(Collected data)
PR #1012, opened 2020-07-25
feat(product): add ranged price selectors for composite products

lderrickable:
## PR Checklist

## PR Type
```
[ ] Bugfix
[x] Feature
[ ] Build related changes
[ ] CI related changes
[ ] Other... Please describe:
```

```
[ ] Yes
[x] No
```

## Other information
Adds ranged prices for composite products. Two kinds of ranged price selectors were needed:

One represents the full possible range of prices for the composite product, regardless of what kinds of items have been chosen by default behind the scenes or by the user. This would be used in an area of the application where the customer cannot see what items and options are available, such as which a product quick-view or a product card on a category page. Think of this as the total possible range of what a user could configure for a composite product.

The other kind of ranged price is for a product page and will typically only be needed for composite products that have required items which also have no default option. This range is dependent on the applied options for the composite product. If all required items are chosen, this range will not exist, because the final price of the product can be represented by a single number. If a composite product has a required item that has no option chosen, then the final price of the product cannot be represented by a single number, because that single number cannot be known until all required items are decided.

### DIFF
--- a/libs/product/src/selectors/composite-product/composite-product.selectors.ts
+++ b/libs/product/src/selectors/composite-product/composite-product.selectors.ts
@@ -101,7 +101,7 @@ const createCompositeProductSelectors = (): DaffCompositeProductMemoizedSelector
 
 			return (<DaffCompositeProduct>product).items.reduce((acc, item) => daffAdd(
 				acc, 
-				appliedOptions[item.id].value ? item.options.find(option => option.id === appliedOptions[item.id].value).price : getMinimumCompositeItemPrice(item)
+				appliedOptions[item.id].value ? findAppliedCompositeOptionPrice(item, appliedOptions) : getMinimumCompositeItemPrice(item)
 			), product.price);
 		}
 	);
@@ -123,7 +123,7 @@ const createCompositeProductSelectors = (): DaffCompositeProductMemoizedSelector
 			return (<DaffCompositeProduct>product).items.reduce((acc, item) => 
 				daffAdd(
 					acc, 
-					appliedOptions[item.id].value ? item.options.find(option => option.id === appliedOptions[item.id].value).price : getMaximumRequiredItemPrice(item)
+					appliedOptions[item.id].value ? findAppliedCompositeOptionPrice(item, appliedOptions) : getMaximumRequiredItemPrice(item)
 				), product.price);
 		}
 	);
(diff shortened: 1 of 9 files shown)


libs/product/src/selectors/composite-product/composite-product.selectors.ts
```diff
@@ -29,6 +36,108 @@ const createCompositeProductSelectors = (): DaffCompositeProductMemoizedSelector
...
+		(products, appliedOptionsEntities, props) => {
+			const product = selectProduct.projector(products, { id: props.id });
+			if(product.type !== DaffProductTypeEnum.Composite) {
+				return undefined;
+			}
+			const appliedOptions = selectCompositeProductAppliedOptions.projector(appliedOptionsEntities, { id: props.id });
+
+			return (<DaffCompositeProduct>product).items.reduce((acc, item) => daffAdd(
+				acc, 
+				appliedOptions[item.id].value ? item.options.find(option => option.id === appliedOptions[item.id].value).price : getMinimumCompositeItemPrice(item)
```
griest024, line 104: I think you should extract this into:

```ts
function findAppliedCompositeOptionPrice(item: DaffCompositeProductItem, appliedOptions: Dictionary<DaffCompositeProductEntityItem>): number {
  return item.options.find(option => option.id === appliedOptions[item.id].value).price
}
```

and use it in `selectCompositeProductPrice`, `selectCompositeProductMinPrice`, and `selectCompositeProductMaxPrice`.

libs/product/src/selectors/composite-product/composite-product.selectors.ts
```diff
@@ -29,6 +36,108 @@ const createCompositeProductSelectors = (): DaffCompositeProductMemoizedSelector
...
+		(products, props) => {
+			const product = selectProduct.projector(products, { id: props.id });
+			if(product.type !== DaffProductTypeEnum.Composite) {
+				return undefined;
+			}
+			
+			return (<DaffCompositeProduct>product).items.reduce((acc, item) => 
+				daffAdd(
+					acc, 
+					Math.max(...item.options.map(option => option.price))
```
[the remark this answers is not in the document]
lderrickable: No, because I want to include the optional items to get the maximum price possible

libs/product/src/selectors/composite-product/composite-product.selectors.ts
lderrickable: done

▶ [Work task] Your reply should match the data above exactly, line for line.

▶ [Finished task]
PR #1012, opened 2020-07-25
feat(product): add ranged price selectors for composite products

lderrickable:
## PR Checklist

## PR Type
```
[ ] Bugfix
[x] Feature
[ ] Build related changes
[ ] CI related changes
[ ] Other... Please describe:
```

```
[ ] Yes
[x] No
```

## Other information
Adds ranged prices for composite products. Two kinds of ranged price selectors were needed:

One represents the full possible range of prices for the composite product, regardless of what kinds of items have been chosen by default behind the scenes or by the user. This would be used in an area of the application where the customer cannot see what items and options are available, such as which a product quick-view or a product card on a category page. Think of this as the total possible range of what a user could configure for a composite product.

The other kind of ranged price is for a product page and will typically only be needed for composite products that have required items which also have no default option. This range is dependent on the applied options for the composite product. If all required items are chosen, this range will not exist, because the final price of the product can be represented by a single number. If a composite product has a required item that has no option chosen, then the final price of the product cannot be represented by a single number, because that single number cannot be known until all required items are decided.

### DIFF
--- a/libs/product/src/selectors/composite-product/composite-product.selectors.ts
+++ b/libs/product/src/selectors/composite-product/composite-product.selectors.ts
@@ -101,7 +101,7 @@ const createCompositeProductSelectors = (): DaffCompositeProductMemoizedSelector
 
 			return (<DaffCompositeProduct>product).items.reduce((acc, item) => daffAdd(
 				acc, 
-				appliedOptions[item.id].value ? item.options.find(option => option.id === appliedOptions[item.id].value).price : getMinimumCompositeItemPrice(item)
+				appliedOptions[item.id].value ? findAppliedCompositeOptionPrice(item, appliedOptions) : getMinimumCompositeItemPrice(item)
 			), product.price);
 		}
 	);
@@ -123,7 +123,7 @@ const createCompositeProductSelectors = (): DaffCompositeProductMemoizedSelector
 			return (<DaffCompositeProduct>product).items.reduce((acc, item) => 
 				daffAdd(
 					acc, 
-					appliedOptions[item.id].value ? item.options.find(option => option.id === appliedOptions[item.id].value).price : getMaximumRequiredItemPrice(item)
+					appliedOptions[item.id].value ? findAppliedCompositeOptionPrice(item, appliedOptions) : getMaximumRequiredItemPrice(item)
 				), product.price);
 		}
 	);
(diff shortened: 1 of 9 files shown)


libs/product/src/selectors/composite-product/composite-product.selectors.ts
```diff
@@ -29,6 +36,108 @@ const createCompositeProductSelectors = (): DaffCompositeProductMemoizedSelector
...
+		(products, appliedOptionsEntities, props) => {
+			const product = selectProduct.projector(products, { id: props.id });
+			if(product.type !== DaffProductTypeEnum.Composite) {
+				return undefined;
+			}
+			const appliedOptions = selectCompositeProductAppliedOptions.projector(appliedOptionsEntities, { id: props.id });
+
+			return (<DaffCompositeProduct>product).items.reduce((acc, item) => daffAdd(
+				acc, 
+				appliedOptions[item.id].value ? item.options.find(option => option.id === appliedOptions[item.id].value).price : getMinimumCompositeItemPrice(item)
```
griest024, line 104: I think you should extract this into:

```ts
function findAppliedCompositeOptionPrice(item: DaffCompositeProductItem, appliedOptions: Dictionary<DaffCompositeProductEntityItem>): number {
  return item.options.find(option => option.id === appliedOptions[item.id].value).price
}
```

and use it in `selectCompositeProductPrice`, `selectCompositeProductMinPrice`, and `selectCompositeProductMaxPrice`.

libs/product/src/selectors/composite-product/composite-product.selectors.ts
```diff
@@ -29,6 +36,108 @@ const createCompositeProductSelectors = (): DaffCompositeProductMemoizedSelector
...
+		(products, props) => {
+			const product = selectProduct.projector(products, { id: props.id });
+			if(product.type !== DaffProductTypeEnum.Composite) {
+				return undefined;
+			}
+			
+			return (<DaffCompositeProduct>product).items.reduce((acc, item) => 
+				daffAdd(
+					acc, 
+					Math.max(...item.options.map(option => option.price))
```
[the remark this answers is not in the document]
lderrickable: No, because I want to include the optional items to get the maximum price possible

libs/product/src/selectors/composite-product/composite-product.selectors.ts
lderrickable: done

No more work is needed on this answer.